Collected data

┌────────

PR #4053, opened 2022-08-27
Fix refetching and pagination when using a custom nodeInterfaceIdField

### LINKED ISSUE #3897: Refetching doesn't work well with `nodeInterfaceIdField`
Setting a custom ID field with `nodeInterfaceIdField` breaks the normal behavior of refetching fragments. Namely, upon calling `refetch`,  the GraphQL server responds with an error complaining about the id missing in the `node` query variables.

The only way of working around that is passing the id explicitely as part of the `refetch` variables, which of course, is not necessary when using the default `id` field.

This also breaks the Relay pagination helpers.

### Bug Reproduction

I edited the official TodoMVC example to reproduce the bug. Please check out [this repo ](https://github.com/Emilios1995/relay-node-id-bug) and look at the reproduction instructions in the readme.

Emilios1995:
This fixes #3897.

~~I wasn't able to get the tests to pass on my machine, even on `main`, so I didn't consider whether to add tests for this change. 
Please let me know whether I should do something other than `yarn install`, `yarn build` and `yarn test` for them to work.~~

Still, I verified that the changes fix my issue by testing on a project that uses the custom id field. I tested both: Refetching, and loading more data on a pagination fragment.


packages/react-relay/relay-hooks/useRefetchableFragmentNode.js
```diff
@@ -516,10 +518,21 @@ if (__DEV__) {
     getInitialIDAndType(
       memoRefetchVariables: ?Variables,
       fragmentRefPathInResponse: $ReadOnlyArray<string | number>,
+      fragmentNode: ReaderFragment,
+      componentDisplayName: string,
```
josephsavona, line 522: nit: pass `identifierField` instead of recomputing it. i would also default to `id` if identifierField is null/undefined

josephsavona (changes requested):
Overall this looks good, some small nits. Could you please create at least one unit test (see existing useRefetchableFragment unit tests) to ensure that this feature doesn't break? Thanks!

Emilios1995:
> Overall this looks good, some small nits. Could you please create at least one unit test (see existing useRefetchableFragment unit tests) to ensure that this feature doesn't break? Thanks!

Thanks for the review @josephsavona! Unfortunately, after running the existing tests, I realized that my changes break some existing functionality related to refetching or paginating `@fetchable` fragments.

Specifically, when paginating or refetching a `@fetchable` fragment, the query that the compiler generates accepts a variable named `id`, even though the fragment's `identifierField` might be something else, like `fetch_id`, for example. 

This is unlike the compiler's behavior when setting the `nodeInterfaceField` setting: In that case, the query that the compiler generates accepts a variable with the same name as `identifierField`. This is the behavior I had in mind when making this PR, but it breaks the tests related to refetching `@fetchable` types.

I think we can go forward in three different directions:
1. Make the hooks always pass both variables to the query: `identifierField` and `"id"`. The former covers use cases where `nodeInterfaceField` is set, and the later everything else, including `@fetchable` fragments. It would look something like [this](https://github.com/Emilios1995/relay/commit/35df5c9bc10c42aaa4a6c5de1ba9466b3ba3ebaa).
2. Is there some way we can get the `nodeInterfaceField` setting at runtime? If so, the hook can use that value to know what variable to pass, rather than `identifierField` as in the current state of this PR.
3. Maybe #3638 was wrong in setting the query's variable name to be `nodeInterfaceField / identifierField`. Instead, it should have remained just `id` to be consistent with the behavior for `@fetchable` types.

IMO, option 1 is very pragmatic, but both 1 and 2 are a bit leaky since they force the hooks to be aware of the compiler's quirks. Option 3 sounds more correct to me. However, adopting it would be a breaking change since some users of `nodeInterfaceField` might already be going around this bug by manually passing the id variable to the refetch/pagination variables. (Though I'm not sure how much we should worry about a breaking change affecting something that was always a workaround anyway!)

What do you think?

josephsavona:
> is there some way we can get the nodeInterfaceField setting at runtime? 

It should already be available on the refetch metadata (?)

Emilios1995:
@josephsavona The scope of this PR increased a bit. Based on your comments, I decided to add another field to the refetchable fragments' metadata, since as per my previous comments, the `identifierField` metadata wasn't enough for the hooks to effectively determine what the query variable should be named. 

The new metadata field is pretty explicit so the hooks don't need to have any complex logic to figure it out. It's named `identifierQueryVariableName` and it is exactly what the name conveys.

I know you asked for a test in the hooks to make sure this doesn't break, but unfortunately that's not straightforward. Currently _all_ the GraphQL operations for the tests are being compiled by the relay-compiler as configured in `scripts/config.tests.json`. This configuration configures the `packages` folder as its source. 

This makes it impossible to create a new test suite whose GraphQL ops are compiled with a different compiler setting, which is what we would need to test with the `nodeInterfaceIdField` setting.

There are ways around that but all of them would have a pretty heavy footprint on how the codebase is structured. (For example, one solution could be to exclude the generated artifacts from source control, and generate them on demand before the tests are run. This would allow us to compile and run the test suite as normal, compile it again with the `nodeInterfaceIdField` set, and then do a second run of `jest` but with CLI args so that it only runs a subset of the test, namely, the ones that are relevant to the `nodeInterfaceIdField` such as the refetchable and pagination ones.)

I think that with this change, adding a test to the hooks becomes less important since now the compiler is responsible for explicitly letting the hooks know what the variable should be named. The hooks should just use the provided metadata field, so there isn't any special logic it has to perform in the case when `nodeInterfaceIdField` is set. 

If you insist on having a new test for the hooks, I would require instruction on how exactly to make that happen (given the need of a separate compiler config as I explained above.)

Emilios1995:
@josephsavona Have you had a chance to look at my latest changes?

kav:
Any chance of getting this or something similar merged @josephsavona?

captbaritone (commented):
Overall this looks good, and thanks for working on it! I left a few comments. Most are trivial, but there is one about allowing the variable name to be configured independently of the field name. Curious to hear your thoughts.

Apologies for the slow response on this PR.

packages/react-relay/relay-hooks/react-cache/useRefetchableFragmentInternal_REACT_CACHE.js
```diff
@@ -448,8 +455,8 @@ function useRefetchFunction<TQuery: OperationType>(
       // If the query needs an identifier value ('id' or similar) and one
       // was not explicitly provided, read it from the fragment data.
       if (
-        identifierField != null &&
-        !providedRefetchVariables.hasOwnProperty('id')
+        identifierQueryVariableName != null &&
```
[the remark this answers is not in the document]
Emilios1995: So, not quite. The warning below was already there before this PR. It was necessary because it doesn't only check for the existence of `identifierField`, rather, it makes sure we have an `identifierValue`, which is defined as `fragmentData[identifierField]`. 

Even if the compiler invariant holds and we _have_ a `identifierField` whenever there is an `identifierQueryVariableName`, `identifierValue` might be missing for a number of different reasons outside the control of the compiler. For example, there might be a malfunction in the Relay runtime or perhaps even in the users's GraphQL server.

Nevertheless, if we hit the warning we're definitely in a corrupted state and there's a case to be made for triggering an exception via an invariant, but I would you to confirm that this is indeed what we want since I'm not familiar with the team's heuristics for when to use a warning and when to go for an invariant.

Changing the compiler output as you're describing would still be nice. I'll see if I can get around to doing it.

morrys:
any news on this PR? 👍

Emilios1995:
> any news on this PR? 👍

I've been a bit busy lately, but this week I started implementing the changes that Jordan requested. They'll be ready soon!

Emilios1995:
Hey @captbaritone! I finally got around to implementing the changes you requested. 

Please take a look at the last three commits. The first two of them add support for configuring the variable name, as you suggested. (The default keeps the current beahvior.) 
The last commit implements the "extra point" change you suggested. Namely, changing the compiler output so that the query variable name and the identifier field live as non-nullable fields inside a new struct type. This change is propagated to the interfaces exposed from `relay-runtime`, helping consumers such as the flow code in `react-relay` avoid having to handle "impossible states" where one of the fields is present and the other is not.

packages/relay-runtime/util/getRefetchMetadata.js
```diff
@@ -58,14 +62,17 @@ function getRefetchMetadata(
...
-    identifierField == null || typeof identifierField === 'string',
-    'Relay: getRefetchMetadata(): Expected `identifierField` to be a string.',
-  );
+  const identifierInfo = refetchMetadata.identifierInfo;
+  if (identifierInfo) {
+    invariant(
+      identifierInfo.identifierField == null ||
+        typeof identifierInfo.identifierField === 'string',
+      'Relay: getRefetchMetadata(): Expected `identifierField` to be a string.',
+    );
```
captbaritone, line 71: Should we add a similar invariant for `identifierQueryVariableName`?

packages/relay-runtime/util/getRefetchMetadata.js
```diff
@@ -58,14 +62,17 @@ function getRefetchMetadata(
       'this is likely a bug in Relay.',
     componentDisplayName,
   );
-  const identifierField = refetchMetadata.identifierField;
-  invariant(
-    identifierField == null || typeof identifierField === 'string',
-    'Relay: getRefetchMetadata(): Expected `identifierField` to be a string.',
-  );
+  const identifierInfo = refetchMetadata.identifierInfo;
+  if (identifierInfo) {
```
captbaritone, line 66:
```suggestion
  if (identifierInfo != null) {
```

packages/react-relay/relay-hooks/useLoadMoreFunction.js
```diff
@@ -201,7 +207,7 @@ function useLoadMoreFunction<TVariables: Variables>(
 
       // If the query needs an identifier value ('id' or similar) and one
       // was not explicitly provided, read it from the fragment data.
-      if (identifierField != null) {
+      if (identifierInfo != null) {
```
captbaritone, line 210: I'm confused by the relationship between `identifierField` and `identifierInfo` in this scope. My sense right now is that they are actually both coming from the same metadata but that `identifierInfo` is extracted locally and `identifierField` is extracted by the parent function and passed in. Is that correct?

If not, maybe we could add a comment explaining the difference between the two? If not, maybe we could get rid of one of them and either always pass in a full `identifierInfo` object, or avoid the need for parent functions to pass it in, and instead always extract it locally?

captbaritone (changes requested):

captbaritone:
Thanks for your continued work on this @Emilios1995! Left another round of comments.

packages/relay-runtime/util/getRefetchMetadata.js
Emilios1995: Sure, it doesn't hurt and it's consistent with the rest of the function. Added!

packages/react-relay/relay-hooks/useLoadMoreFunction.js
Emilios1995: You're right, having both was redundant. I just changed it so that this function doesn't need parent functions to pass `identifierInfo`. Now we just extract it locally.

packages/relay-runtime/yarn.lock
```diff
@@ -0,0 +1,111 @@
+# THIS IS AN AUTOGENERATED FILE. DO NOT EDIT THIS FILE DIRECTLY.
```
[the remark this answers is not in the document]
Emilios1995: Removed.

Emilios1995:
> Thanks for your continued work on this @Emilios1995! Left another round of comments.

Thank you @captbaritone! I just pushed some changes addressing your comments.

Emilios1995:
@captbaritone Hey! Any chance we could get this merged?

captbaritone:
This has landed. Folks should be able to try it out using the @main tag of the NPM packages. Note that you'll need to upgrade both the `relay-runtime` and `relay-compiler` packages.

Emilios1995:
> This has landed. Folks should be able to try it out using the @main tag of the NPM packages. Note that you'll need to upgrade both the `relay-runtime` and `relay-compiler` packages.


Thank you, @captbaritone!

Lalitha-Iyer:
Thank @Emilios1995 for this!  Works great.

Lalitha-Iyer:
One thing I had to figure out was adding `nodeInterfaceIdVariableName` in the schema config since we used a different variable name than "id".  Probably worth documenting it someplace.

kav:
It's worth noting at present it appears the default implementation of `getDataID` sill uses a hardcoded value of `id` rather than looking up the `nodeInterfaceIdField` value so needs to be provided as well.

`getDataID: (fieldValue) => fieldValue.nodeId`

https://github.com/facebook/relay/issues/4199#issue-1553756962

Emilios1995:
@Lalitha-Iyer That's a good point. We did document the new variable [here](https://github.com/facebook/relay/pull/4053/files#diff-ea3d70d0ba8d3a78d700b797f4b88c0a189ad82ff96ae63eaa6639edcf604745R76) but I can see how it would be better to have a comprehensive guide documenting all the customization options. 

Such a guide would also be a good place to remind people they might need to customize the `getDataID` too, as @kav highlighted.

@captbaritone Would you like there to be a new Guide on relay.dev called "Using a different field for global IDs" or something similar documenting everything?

└────────
┌────────

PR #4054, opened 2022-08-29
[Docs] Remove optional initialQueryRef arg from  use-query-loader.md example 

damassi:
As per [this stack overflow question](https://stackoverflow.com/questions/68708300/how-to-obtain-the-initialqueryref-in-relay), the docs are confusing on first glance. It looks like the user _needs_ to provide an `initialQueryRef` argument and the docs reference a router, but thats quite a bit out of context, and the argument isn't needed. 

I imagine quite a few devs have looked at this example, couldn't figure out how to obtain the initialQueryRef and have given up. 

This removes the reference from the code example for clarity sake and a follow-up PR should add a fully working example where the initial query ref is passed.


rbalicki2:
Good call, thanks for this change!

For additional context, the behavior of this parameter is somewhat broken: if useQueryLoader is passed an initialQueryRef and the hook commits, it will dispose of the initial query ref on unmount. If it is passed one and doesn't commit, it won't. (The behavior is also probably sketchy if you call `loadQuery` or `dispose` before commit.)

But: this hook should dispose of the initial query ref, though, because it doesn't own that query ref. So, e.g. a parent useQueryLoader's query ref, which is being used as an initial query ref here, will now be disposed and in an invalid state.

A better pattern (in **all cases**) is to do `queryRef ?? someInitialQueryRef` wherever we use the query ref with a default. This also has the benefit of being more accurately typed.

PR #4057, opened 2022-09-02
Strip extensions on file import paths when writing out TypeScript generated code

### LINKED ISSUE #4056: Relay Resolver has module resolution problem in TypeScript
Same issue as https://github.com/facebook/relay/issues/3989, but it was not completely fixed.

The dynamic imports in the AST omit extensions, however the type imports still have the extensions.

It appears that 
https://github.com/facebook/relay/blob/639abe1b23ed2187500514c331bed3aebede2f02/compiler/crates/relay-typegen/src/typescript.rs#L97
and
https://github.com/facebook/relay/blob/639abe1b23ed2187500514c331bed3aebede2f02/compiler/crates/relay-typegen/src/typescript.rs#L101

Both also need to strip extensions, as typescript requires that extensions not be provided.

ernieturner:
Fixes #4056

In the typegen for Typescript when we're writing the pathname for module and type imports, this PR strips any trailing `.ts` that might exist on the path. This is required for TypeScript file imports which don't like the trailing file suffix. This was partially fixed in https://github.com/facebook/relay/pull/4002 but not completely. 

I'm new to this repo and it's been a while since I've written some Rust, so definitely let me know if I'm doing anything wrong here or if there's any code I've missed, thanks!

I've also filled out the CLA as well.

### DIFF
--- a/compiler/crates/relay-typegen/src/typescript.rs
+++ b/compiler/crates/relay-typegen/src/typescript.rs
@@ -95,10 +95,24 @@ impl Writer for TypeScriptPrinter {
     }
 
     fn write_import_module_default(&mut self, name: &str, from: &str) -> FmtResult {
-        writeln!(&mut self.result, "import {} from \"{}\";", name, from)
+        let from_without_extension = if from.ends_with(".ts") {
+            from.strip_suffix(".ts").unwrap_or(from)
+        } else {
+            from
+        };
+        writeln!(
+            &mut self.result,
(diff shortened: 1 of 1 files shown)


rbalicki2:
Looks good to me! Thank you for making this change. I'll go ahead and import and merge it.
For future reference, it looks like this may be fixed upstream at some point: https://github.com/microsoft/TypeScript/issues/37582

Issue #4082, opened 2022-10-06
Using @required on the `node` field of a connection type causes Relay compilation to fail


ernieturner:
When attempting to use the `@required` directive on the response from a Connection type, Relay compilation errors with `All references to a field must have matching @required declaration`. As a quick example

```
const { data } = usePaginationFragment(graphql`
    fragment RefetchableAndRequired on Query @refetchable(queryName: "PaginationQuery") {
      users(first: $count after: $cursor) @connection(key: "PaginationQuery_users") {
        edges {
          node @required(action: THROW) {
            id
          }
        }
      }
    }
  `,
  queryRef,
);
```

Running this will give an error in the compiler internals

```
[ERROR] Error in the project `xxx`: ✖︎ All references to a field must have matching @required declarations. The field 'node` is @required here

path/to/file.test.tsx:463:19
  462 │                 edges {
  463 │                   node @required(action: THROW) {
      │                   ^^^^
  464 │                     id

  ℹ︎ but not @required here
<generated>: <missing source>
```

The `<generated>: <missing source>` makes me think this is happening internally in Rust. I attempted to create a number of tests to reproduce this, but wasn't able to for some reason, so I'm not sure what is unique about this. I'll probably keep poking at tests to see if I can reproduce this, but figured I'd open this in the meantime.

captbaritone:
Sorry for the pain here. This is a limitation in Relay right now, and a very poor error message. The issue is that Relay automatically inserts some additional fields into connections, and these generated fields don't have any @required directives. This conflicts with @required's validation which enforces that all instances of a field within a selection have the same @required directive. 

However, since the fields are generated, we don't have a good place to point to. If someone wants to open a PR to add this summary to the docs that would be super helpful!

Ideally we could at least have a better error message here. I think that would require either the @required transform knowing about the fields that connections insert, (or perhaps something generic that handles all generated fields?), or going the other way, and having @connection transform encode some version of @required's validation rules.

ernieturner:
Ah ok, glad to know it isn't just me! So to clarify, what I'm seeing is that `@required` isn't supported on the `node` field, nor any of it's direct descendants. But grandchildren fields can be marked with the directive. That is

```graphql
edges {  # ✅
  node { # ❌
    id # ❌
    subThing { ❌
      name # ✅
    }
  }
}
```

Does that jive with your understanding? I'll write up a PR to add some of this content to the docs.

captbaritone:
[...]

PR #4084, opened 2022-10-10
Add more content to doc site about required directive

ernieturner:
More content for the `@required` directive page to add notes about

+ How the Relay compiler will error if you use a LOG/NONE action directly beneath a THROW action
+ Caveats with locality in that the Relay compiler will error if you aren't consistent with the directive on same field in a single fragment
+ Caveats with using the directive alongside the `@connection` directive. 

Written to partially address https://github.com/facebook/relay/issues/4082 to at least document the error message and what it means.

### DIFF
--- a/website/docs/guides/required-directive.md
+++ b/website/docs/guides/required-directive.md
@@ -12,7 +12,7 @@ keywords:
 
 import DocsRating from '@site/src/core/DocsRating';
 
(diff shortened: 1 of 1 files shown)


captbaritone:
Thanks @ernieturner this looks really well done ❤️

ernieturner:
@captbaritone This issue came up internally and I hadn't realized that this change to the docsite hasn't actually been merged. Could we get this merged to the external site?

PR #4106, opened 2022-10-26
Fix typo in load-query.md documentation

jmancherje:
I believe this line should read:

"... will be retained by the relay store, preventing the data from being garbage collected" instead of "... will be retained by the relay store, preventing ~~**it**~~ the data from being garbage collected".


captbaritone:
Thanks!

└────────

# Brief
Your answer should consist of every line from the entries that holds "also".

# Solution to this problem
This also breaks the Relay pagination helpers.
josephsavona, line 522: nit: pass `identifierField` instead of recomputing it. i would also default to `id` if identifierField is null/undefined
Such a guide would also be a good place to remind people they might need to customize the `getDataID` too, as @kav highlighted.
For additional context, the behavior of this parameter is somewhat broken: if useQueryLoader is passed an initialQueryRef and the hook commits, it will dispose of the initial query ref on unmount. If it is passed one and doesn't commit, it won't. (The behavior is also probably sketchy if you call `loadQuery` or `dispose` before commit.)
A better pattern (in **all cases**) is to do `queryRef ?? someInitialQueryRef` wherever we use the query ref with a default. This also has the benefit of being more accurately typed.
Both also need to strip extensions, as typescript requires that extensions not be provided.
I've also filled out the CLA as well.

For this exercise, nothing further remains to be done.